Re: [RFC PATCH] media: venus: Fix NULL pointer dereference in core selection

From: Stanimir Varbanov
Date: Mon Jun 22 2020 - 07:51:53 EST


Hi Doug,

Thanks for the fix and sorry for the late reply.

On 6/2/20 6:39 AM, Doug Anderson wrote:
> Hi,
>
> On Mon, Jun 1, 2020 at 3:03 PM Douglas Anderson <dianders@xxxxxxxxxxxx> wrote:
>>
>> The newly-introduced function min_loaded_core() iterates over all of
>> the venus instances an tries to figure out how much load each instance
>> is putting on each core. Not all instances, however, might be fully
>> initialized. Specifically the "codec_freq_data" is initialized as
>> part of vdec_queue_setup(), but an instance may already be in the list
>> of all instances before that time.
>>
>> Let's band-aid this by checking to see if codec_freq_data is NULL
>> before dereferencing.
>>
>> NOTE: without this fix I was running into a crash. Specifically there
>> were two venus instances. One was doing start_streaming. The other
>> was midway through queue_setup but hadn't yet gotten to initting
>> "codec_freq_data".
>>
>> Fixes: eff82f79c562 ("media: venus: introduce core selection")
>> Signed-off-by: Douglas Anderson <dianders@xxxxxxxxxxxx>
>> ---
>> I'm not massively happy about this commit but it's the best I could
>> come up with without being much more of an expert in the venus codec.
>> If someone has a better patch then please just consider this one to be
>> a bug report and feel free to submit a better fix! :-)
>>
>> In general I wonder a little bit about whether it's safe to be peeking
>> at all the instances without grabbing the "inst->lock" on each one. I
>> guess it is since we do it both here and in load_scale_v4() but I
>> don't know why.
>>
>> One thought I had was that we could fully avoid accessing the other
>> instances, at least in min_loaded_core(), by just keeping track of
>> "core1_load" and "core2_load" in "struct venus_core". Whenever we add
>> a new instance we could add to the relevant variables and whenever we
>> release an instance we could remove. Such a change seems cleaner but
>> would require someone to test to make sure we didn't miss any case
>> (AKA we always properly added/removed our load from the globals).

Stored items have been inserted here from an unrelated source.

PR #2967, opened 2024-07-03
Add duration to cached steps

polinaeterna:
Will close https://github.com/huggingface/dataset-viewer/issues/2892

As suggested in https://github.com/huggingface/dataset-viewer/pull/2908#pullrequestreview-2126425919, this adds duration field to cached responses. Duration is computed using `started_at` field of a corresponding job.

Note that this PR adds new fields to major libcommon dtos `JobInfo` and `JobResult`.


libs/libcommon/tests/test_utils.py
```diff
@@ -147,3 +149,7 @@ def test_serialize_and_truncate_does_not_raise(obj: Any, max_bytes: int, expecte
 def test_serialize_and_truncate_raises(obj: Any, max_bytes: int) -> None:
     with pytest.raises(SmallerThanMaxBytesError):
         serialize_and_truncate(obj=obj, max_bytes=max_bytes)
+
+
+def test_get_duration() -> None:
```
polinaeterna, line 154: idk if that even needed...

services/worker/src/worker/job_manager.py
```diff
@@ -107,6 +107,7 @@ def run_job(self) -> JobResult:
                 "job_runner_version": self.job_runner_version,
                 "is_success": False,
                 "output": None,
+                "duration": get_duration_or_none(self.job_info["started_at"]),
```
polinaeterna, line 110: this is dumb but otherwise mypy warns that `Optional[datetime]` is being passed because job_info["started_at"] might be None if a job is not started yet.

services/worker/tests/test_job_manager.py
```diff
@@ -115,6 +117,8 @@ def test_backfill(priority: Priority, app_config: AppConfig) -> None:
     assert job_result["is_success"]
     assert job_result["output"] is not None
     assert job_result["output"]["content"] == {"key": "value"}
+    assert job_result["duration"] is not None
```
polinaeterna, line 120: this is the only test that checks that duration is set as expected for successful jobs. should I test it anywhere else?

PR #263, opened 2019-05-04
enhancement: Replaced all upper case names

### LINKED ISSUE #250: Change UI to use Capital Letters only for first letter (avoid to capitalize all) and Increase space above Save/Transfer button
1. Please change the UI to use Capital Letters only for first letter (avoid to capitalize all).

2. Increase space above Save/Transfer button in all views. It is currently very close to the above area.

yashk2000:
Fixes #250 

Changes: All existing Upper case strings have been made lower case with only the first letter capital. 

Screenshots for the change:

Screenshot_20190503-232905
Screenshot_20190503-232910


yashk2000:
@mariobehling @iamareebjamal please review.

PR #277, opened 2019-05-11
enhancement: Enhanced UI of the empty saved section.

yashk2000:
Changes: When the saved section is empty, i.e. no badges are saved, a message along with an emoji is displayed.

Screenshots for the change:

Screenshot_20190511-142206


yashk2000:
@adityastic please review. And thanks for providing the emoji :)

app/src/main/java/com/nilhcem/blenamebadge/ui/fragments/main_saved/MainSavedFragment.kt
```diff
@@ -59,6 +59,20 @@ class MainSavedFragment : BaseFragment() {
         return rootView
     }
 
+    override fun onViewCreated(view: View, savedInstanceState: Bundle?) {
+        super.onViewCreated(view, savedInstanceState)
+
+        if (viewModel.getFiles().value.isNullOrEmpty()) {
+            saved_text.visibility = View.GONE
```
adityastic: Use rootview.saved_text

adityastic:
We should have a saved badges title though, currently only the emoji is visible. Include the title as well which stated 'saved badges'

yashk2000:
> We should have a saved badges title though, currently only the emoji is visible. Include the title as well which stated 'saved badges'

I thought of making it invisible too when there are no badges. I thought it would look better. Tell me if it's fine. If it's not I'll not make it invisible.

app/src/main/java/com/nilhcem/blenamebadge/ui/fragments/main_saved/MainSavedFragment.kt
yashk2000: on it.

adityastic:
@iamareebjamal @mariobehling @CloudyPadmal suggestions plz

mariobehling:
Thank you. Good step forward.

Currently saved badges cannot be edited again. Please help to implement this: https://github.com/fossasia/badge-magic-android/issues/261

PR #304, opened 2019-05-16
fix: memory leak in fragments

### LINKED ISSUE #300: memory leak in maintextfragment
**Describe the bug**
there is a memory leak in maintextfragment due to anonynous listeners

YES

adityastic:
Fixes #300 

Changes: 
- declared all the listeners inside maintextfragment and stopped them accordingly
- removed rootview instance as it caused a major leak in every fragment

### DIFF
--- a/app/src/main/java/org/fossasia/badgemagic/ui/fragments/main_saved/MainSavedFragment.kt
+++ b/app/src/main/java/org/fossasia/badgemagic/ui/fragments/main_saved/MainSavedFragment.kt
@@ -12,6 +12,7 @@ import androidx.core.content.FileProvider
 import androidx.lifecycle.Observer
 import androidx.lifecycle.ViewModelProviders
 import androidx.recyclerview.widget.LinearLayoutManager
+import kotlinx.android.synthetic.main.fragment_main_save.*
 
 import org.fossasia.badgemagic.R
 import org.fossasia.badgemagic.data.fragments.ConfigInfo
@@ -23,7 +24,6 @@ import org.fossasia.badgemagic.ui.fragments.base.BaseFragment
 import org.fossasia.badgemagic.util.Converters
 import org.fossasia.badgemagic.util.InjectorUtils
 import org.fossasia.badgemagic.util.SendingUtils
-import kotlinx.android.synthetic.main.fragment_main_save.view.*
 import org.fossasia.badgemagic.adapter.OnSavedItemSelected
 import org.fossasia.badgemagic.adapter.SaveAdapter
 import java.io.File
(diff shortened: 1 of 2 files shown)


adityastic:
@iamareebjamal @yashk2000 @mariobehling review

iamareebjamal:
And how does this fix the memory leak

adityastic:
@iamareebjamal the textwatcher was getting added everytime when we rotated the screen

adityastic:
@iamareebjamal the textwatcher was getting added everytime when we rotated the screen. As it was an anonymous declaration, it leaked. But now I fixed the scope to the fragment

iamareebjamal:
It is still anonymous

adityastic:
@iamareebjamal How can it be anonymous when I initialized it to a global variable

adityastic:
@iamareebjamal how is it still anonymous when I initialized it to a global variable?. I need to remove the listener as well on 'onStop' dont merge this yet

iamareebjamal:
> I need to remove the listener as well on 'onStop' dont merge this yet

This will stop the memory leak and not making it global. It is still anonymous even if you make it global. Anything implementing SAM without a concrete class is called anonymous inner class. You have just made it static

iamareebjamal:
Sorry, it's not even static. There's literally no change in terms of memory leak and references from what it was before

adityastic:
@iamareebjamal yes I forgot to include the call to the removelistener in onstop. I've added it locally yesterday, will push it once I reach home

adityastic:
@iamareebjamal I get your point with anonymous class declaration. But if I don't initialize it globally I won't be able to remove the listener as removelistener accepts the object which needs to be removed

adityastic:
@iamareebjamal, Damn you are right. The cause was something completely different, thanks for your suggestion man

adityastic:
@iamareebjamal review

iamareebjamal:
Why so many changes?

adityastic:
@iamareebjamal the rootview was leaking

iamareebjamal:
So?

adityastic:
@iamareebjamal so I fixed it by not storing the view itself

iamareebjamal:
Summarize your changes please

adityastic:
- removed rootview instance
- removed listeners onStop and add listeners back onStart

iamareebjamal:
Why do you need to change so many things for this?

iamareebjamal:
Also, not storing a variable does not solve a memory leak. Just removing the listeners did the job

adityastic:
@iamareebjamal there aren't so many changes. Every view was called like this rootView.textview. I just removed rootview from everything

adityastic:
@iamareebjamal after removing the listeners, I got a leak regarding rootview and viewmodels.

iamareebjamal:
Why did you change from lateinit var to nullable? There definitely are many changes unlrelated to memory leak which also reduce the code quality

adityastic:
@iamareebjamal better now?

PR #311, opened 2019-05-21
fix: memory leak in preview badge

adityastic:
Fixes #311

Changes: 
- Listener removed ondetach


adityastic:
@yashk2000 @iamareebjamal @mariobehling Please Review

PR #319, opened 2019-05-22
fix: memory leak due to EditableInputConnection

### LINKED ISSUE #316: memory leak due to EditableInputConnection
**Describe the bug**
memory leak due to EditableInputConnection

**Screenshots**
nmmem

YES

adityastic:
Fixes #316

Changes: 
- fixed memory leak by disabling the InputConnection

Additional Context:
https://stackoverflow.com/questions/14069501/edittext-causing-memory-leak

### DIFF
--- a/app/src/main/java/org/fossasia/badgemagic/ui/custom/NoInputConnEditText.kt
+++ b/app/src/main/java/org/fossasia/badgemagic/ui/custom/NoInputConnEditText.kt
@@ -1,0 +1,41 @@
+package org.fossasia.badgemagic.ui.custom
+
+import android.content.Context
+import android.text.TextUtils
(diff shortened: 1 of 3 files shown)


adityastic:
@iamareebjamal please check the image I posted in the issue. There is an issue with the InputConnection which is responsible for giving suggestions on the keyboard. Those are getting leaked from the edittext, I tried removing the inputText attribute and it still leaked. I am sure I am not working with the InputConnection of the Editext anywhere in the code. Please have a look if you can find the leak

iamareebjamal:
I will. But priority wise. Having a memory leak which is ont our fault is much much better than having to maintain a custom view

PR #332, opened 2019-05-26
chore: updated conditions in automatic release scripts

adityastic:
Changes: 
- Changes to condition


adityastic:
@iamareebjamal have a look

PR #334, opened 2019-05-27
chore: Updated Conditions and bumped up minSDK

adityastic:
Changes:
- Updated Conditions and Bumped up gradle version


adityastic:
@iamareebjamal have a look

PR #359, opened 2019-06-08
chore: Replaced context with requireContext

yashk2000:
Changes: Replaced `context` with `requireContext()` as it is better for use in fragments. `context` might return a null value, but `requireContext()` will never return a null value.


yashk2000:
@adityastic @mariobehling @iamareebjamal @cweitat please review.

PR #418, opened 2019-06-28
fix: force stop when rejected permission

### LINKED ISSUE #416: Badge Magic v1.2.0 - Application suddenly stops when saving "Badge"
# Actual behaviour
It should, though I don't allow applications to access location and storage on the device when starting the application.  This behavior will not stop the application when I save "Badge".

<code>According to my analysis, while storing "badge", the application must request back permission to access the location and storage on the device.</code>

# Expected behaviour
This application suddenly stopped when I saved "Badge". Because before I did not allow applications to access location and storage on the device.

# Step to reproduce
- Install and open the application

- Select "Deny" when the application requests permission to access location and storage.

Thanks for the suggestion (I also thought about something similar). I
will try to cook something.

>>
>> drivers/media/platform/qcom/venus/pm_helpers.c | 2 ++
>> 1 file changed, 2 insertions(+)
>
> This fixes the same crash as the patch:
>
> https://lore.kernel.org/r/1588314480-22409-1-git-send-email-mansur@xxxxxxxxxxxxxx
>

I'm going to take this approach because it takes into account the state
of the instance. The instance could be opened/created but the streaming
could not be started in near future, so it shouldn't be correct to take
its load when doing the calculations.

--
regards,
Stan